Nota (Lazir): Em parecendo ser a doença escalonada em níveis diferenciados, normalmente a dosagem deve obedecer a critérios peculiares, obtidos somente após tentativas de erros e acertos, exemplificando: Começar com dosagem de média para baixa e caso necessário ir aumentando ou reduzindo conforme a tolerância e resposta particular do paciente.
Tratamento de fase aguda ou inicial.
Para uma fase ativa grave de esquizofrenia, utilizam-se drogas injetáveis de antipsicóticos, a cada quatro e oito horas até que o paciente se tranqüilize. Se possível, entretanto, por prescrição médica, administrar a droga oralmente ou pelo menos retornar à droga oral tão logo possível.

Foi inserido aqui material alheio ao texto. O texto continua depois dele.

PR #2124, opened 2023-06-26
Resolves: enable dim != realdim for bvh

### LINKED ISSUE #2123: Enable dim != realdim for BVH
Enable the construction of Bounding Volume Hierarchies from surface-only mesh data

- [x] #2152

lberti:
Enable BVH to be constructed for surface-only meshes in 3d
- closes #2123

### DIFF
--- a/feelpp/feel/feelmesh/bvh.hpp
+++ b/feelpp/feel/feelmesh/bvh.hpp
@@ -41,14 +41,20 @@ namespace Feel
         return (n * epsil) / (1 - n * epsil);
     }
 
-    template<int nDim>
+    template<int nDim, int realDim>
     class BVHTree
     {
-        using self_type = BVHTree<nDim>;
-        typedef Simplex<nDim,1> convex_type;
-        typedef Mesh<convex_type> mesh_type;        
-        typedef typename mesh_type::trace_mesh_type trace_mesh_type;
-        typedef typename mesh_type::trace_mesh_ptrtype trace_mesh_ptrtype;
+        using self_type = BVHTree<nDim,realDim>;
+        using convex_type = Simplex<nDim,1,realDim>;
+        using mesh_type = Mesh<convex_type>;     
+        using trace_mesh_type = typename  std::conditional< nDim==realDim,
+                                                    typename mesh_type::trace_mesh_type,
+                                                    mesh_type >::type;
+        using trace_mesh_ptrtype =  typename  std::conditional< nDim==realDim,
+                                                        typename mesh_type::trace_mesh_ptrtype,
+                                                        typename mesh_type::ptrtype >::type ;
+        // typedef typename mesh_type::trace_mesh_type trace_mesh_type;
+        // typedef typename mesh_type::trace_mesh_ptrtype trace_mesh_ptrtype;
         typedef typename matrix_node<double>::type matrix_node_type;
 
         // Information on the primitive (bounding box, index, centroid)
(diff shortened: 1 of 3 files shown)


feelpp/feel/feelmesh/bvh.hpp
```diff
@@ -314,12 +320,12 @@ namespace Feel
 
             std::pair<bool,double> checkLeafIntersection(BVHRay const& rayon, trace_mesh_ptrtype mesh, std::vector<BVHPrimitiveInfo>& primitiveInfo)
             {             
-                if( nDim ==2)
+                if( realDim ==2)
```
vincentchabannes, line 323: use `if constexpr (..)`

feelpp/tools/mesh/mesh_partitioner.cpp
```diff
@@ -47,7 +47,8 @@ int main( int argc, char** argv )
 	po::options_description meshpartoptions( "Mesh Partitioner options" );
 	meshpartoptions.add_options()
         ( "dim", po::value<int>()->default_value( 3 ), "mesh dimension" )
-        ( "shape", po::value<std::string>()->default_value( "simplex" ), "mesh dimension" )
+        ( "topdim-equal-realdim", po::value<bool>()->default_value( true ), "mesh dimension" )
```
vincentchabannes, line 50: I think this is not the good way. @lberti could you replace it with an  option `realdim` (integer with no default value). And if not given, put realdim=dim and else just check that nRealDim >= nDim

feelpp/feel/feelmesh/bvh.hpp
```diff
@@ -314,12 +320,12 @@ namespace Feel
...
                 {
                     auto nodes = mesh->element( primitiveInfo[this->firstPrimOffset].M_primitiveNumber ).vertices();                                        
                     return checkIntersectionWithSegment(nodes,rayon);
                 }                
-                else //if ( nDim==3)
+                else //if ( realDim==3)
```
vincentchabannes, line 328: idem

feelpp/feel/feelmesh/bvh.hpp
```diff
@@ -343,7 +349,7 @@ namespace Feel
                                 std::vector<int> &orderedPrims)
         {
             LOG(INFO) <<fmt::format("cut dimension {}, start index primitive {}, end index primitive {}",cut_dimension,start_index_primitive,end_index_primitive);
-            Eigen::VectorXd M_bound_min_node(nDim),M_bound_max_node(nDim);
+            Eigen::VectorXd M_bound_min_node(realDim),M_bound_max_node(realDim);
```
vincentchabannes, line 352: use static vector eigen instead of dynamic . This is much more efficient. And if possible, put in cache (i.e. only one allocation during the alog)

And remove the `M_` prefix, it's reserved for attribute member, not local variable.

feelpp/feel/feelmesh/bvh.hpp
```diff
@@ -373,9 +379,9 @@ namespace Feel
             }
             else{
                 // Create a node, since there are at least two primitives in the list
-                node->buildInternalNode(current_parent,(cut_dimension+1)%nDim,
-                                    recursiveBuild( node, (cut_dimension+1)%nDim, start_index_primitive, mid, orderedPrims),
-                                    recursiveBuild( node, (cut_dimension+1)%nDim, mid, end_index_primitive, orderedPrims));
+                node->buildInternalNode(current_parent,(cut_dimension+1)%realDim,
```
vincentchabannes, line 382: an optimisation will be to precompute only one time this operation (some operation as division, modulo can be a little expansive). Maybe can be also done at compilation time, no?

vincentchabannes (changes requested):
I also noticed that the line `BVHNode * node = new BVHTree::BVHNode();` allocate dynamically several objects but I don't find any destructor of these object. This is done elsewhere? If no, there is a memory leak.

Geralmente doses mais elevadas são utilizadas para tratar episódios agudos e doses menores durantes os períodos de remissão da doença. Em pacientes que não responderem ao haloperidol dentro de três semanas, estimular a dosagem parece não ser eficiente e pode ser mais produtivo. Um estudo indica que para pacientes com um primeiro episódio, a utilização de doses abaixo das normais pode ser eficiente e oferecem menor risco de efeitos colaterais. Em pacientes tratados inicialmente, a melhora dos sintomas psicóticos pode ser evidente dentro de um ou dois dias de tratamento, embora o pleno benefício da droga desenvolva-se somente após aproximadamente de seis a oito semanas. Acredita-se que os distúrbios diminuam-se gradualmente.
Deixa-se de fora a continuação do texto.